Dealing With Legacy Code

In the next miniseries of articles we’re going to deal maintaining Legacy Code. We’ll go with how to absorb faster bigger portions of code, how to reason larger codebases, and general day to day life. Since there’s no one size that fits all, your mileage will vary.

Let’s start with the basics.

CI/CD

If the code you got your hands on is working, before doing anything else make sure that you have it versioned, and that you have a CI/CD system around it. My personal preference is Jenkins+Docker, but that won’t scale if you have a lot of projects, builds, or a lot of platforms.

The key learning is that the build system must be versioned with the code itself. Be it a simple shell script, bake it in the source tree.

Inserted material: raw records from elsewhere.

PR #3012, opened 2023-01-28
add nfmodv and remove ax-13 from mo3

benjub:
Following @wlammen's yesterday's #3011.


set.mm
```diff
@@ -22520,40 +22532,26 @@ of the unique existential quantifier (note that ` y ` and ` z ` need not
...
   ${
     $d x y z $.  $d ph z $.
-    mo3.1 $e |- F/ y ph $.
+    mo3.nf $e |- F/ y ph $.
     $( Alternate definition of the at-most-one quantifier.  Definition of
        [BellMachover] p. 460, except that definition has the side condition
        that ` y ` not occur in ` ph ` in place of our hypothesis.  (Contributed
-       by NM, 8-Mar-1995.)  (Proof shortened by Wolf Lammen, 18-Aug-2019.) $)
+       by NM, 8-Mar-1995.)  (Proof shortened by Wolf Lammen, 18-Aug-2019.)
+       Remove dependency on ~ ax-13 .  (Revised by WL, 29-Jan-2023.) $)
```
wlammen, line 22540: Ok, but this is a collaboration, so, please, `Revised by WL and BJ`.

wlammen (changes requested):

set.mm
benjub: Thanks for your intellectual honesty.
1. To me, my contribution was in adding ~nfmodv (in which I wrote "Contributed by BJ"), and you did most of ~mo3, so the revision could be attributed to you.
2. I noticed you rarely use your initials, so maybe you prefer your name spelled out ?
3. If we keep both names, then I advocate alphabetical order of the last name.

So what do you prefer:
- Revised by Wolf Lammen,
- Revised by BJ and WL,

or something else ?

wlammen: Revised by BJ and WL

If you somehow want to appreciate `and you did most of ~mo3`, you might reverse the order of names.

benjub: Done. I prefer alphabetical order in general to prevent from asking each time whose contribution is larger. (ping @avekens since we also have "co-authorships"). This is what is done for mathematical papers, probably for that reason.

wlammen (approved):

You’ll always need it, and it’s your single source of truth on how to get from the sources to the actual binary.

A simple approach in Jenkins is to have the build composed out of three phases:

stage('build images') {
    node {
        deleteDir()
        checkout scm

        docker.build('my-build-image') // (1)
    }
}

stage('run build') {
    node {
        // (2)
        docker.inside('my-build-image') {
            sh """
                ...
            """

            // (3)
            archiveArtifacts artifacts: '/src/dist/main.exe', fingerprint: true
        }
    }
}
  1. The first phase prepares all the tooling that’s necessary for the build,

  2. then the build is attempted,

  3. and if all is well, the artifacts are copied.

The last part can also mean publishing docker images, or packages to pypi and is highly dependent on the actual software that gets built.

Having this gives us a way to guarantee code changes are immediately built, so we are able to validate those changes.